= Exerkine =

Signaling molecules induced by exercise that mediate its systemic effects

An exerkine is a signaling molecule released in response to exercise that helps mediate systemic adaptations to exercise.

== Types ==
Exerkines come in many forms, including hormones, metabolites, proteins and nucleic acids; are synthesized and secreted from multiple tissues and cell types; and exert their effects through endocrine, paracrine and/or autocrine pathways. These effects are thought to underlie many health benefits of exercise in terms of enhanced resilience, healthspan, and longevity.
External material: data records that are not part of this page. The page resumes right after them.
PR #5637, opened 2024-06-02
Better volume.tier.move performance

NyaMisty:

volume.tier.move is slow, so a concurrency algorithm is needed.

We introduced a task queue for each volume server, and make as many volume servers busy at the same time.

# How is the PR tested?

Tested on my cluster. I believe unit test is not needed for this command.

# Checks

### DIFF
--- a/weed/shell/command_volume_tier_move.go
+++ b/weed/shell/command_volume_tier_move.go
@@ -64,6 +64,7 @@ func (c *commandVolumeTierMove) Do(args []string, commandEnv *CommandEnv, writer
 	applyChange := tierCommand.Bool("force", false, "actually apply the changes")
 	ioBytePerSecond := tierCommand.Int64("ioBytePerSecond", 0, "limit the speed of move")
 	replicationString := tierCommand.String("toReplication", "", "the new target replication setting")
+	disableSrcParallelLimit := tierCommand.Bool("disableSrcParallelLimit", false, "limit each src server to only one job")
 
 	if err = tierCommand.Parse(args); err != nil {
 		return nil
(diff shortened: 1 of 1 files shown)


weed/shell/command_volume_tier_move.go
```diff
@@ -64,6 +64,7 @@ func (c *commandVolumeTierMove) Do(args []string, commandEnv *CommandEnv, writer
 	applyChange := tierCommand.Bool("force", false, "actually apply the changes")
 	ioBytePerSecond := tierCommand.Int64("ioBytePerSecond", 0, "limit the speed of move")
 	replicationString := tierCommand.String("toReplication", "", "the new target replication setting")
+	disableSrcParallelLimit := tierCommand.Bool("disableSrcParallelLimit", false, "limit each src server to only one job")
```
chrislusf, line 67: how about change this option to the concurrent job count limit?

NyaMisty: Sorry for the late reply. The problem is there's actually two different bottleneck during volume.tier.move, so we actually need both read concurrency limit and write concurrency limit.
For example moving from ssd to hdd, we would like limiting the write concurrency to hdd, but not limiting read concurrency from ssd.

Probably we can change -disableSrcParallelLimit to -concurrency & -srcConcurrency, the -concurrency limits how many copy jobs can execute in parallel, and -srcConcurrency limits how many volumes can be read concurrently from each source volume server.

If you feel good for above change, I'll start to implement it :)

chrislusf: Sounds good!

== Exercise endocrinology ==
The study of exerkines is the focus of the field of exercise endocrinology. Though the existence of exerkines were hypothesized as early as the 1960s, the identification of the first exerkine, IL-6, which is secreted from contracting muscles, occurred in 2000. In 2012 another exerkine, irisin, was discovered and reported to be involved in the regulation of energy expenditure, attracting significant scientific and public attention. Thousands of potential exerkines have been proposed, although few have been studied in depth.

==Etymology==
'Exerkine' was coined in 2016 by Mark Tarnopolsky and colleagues, based on a portmanteau of 'exercise' and κίνησις (kínēsis, Ancient Greek for 'movement').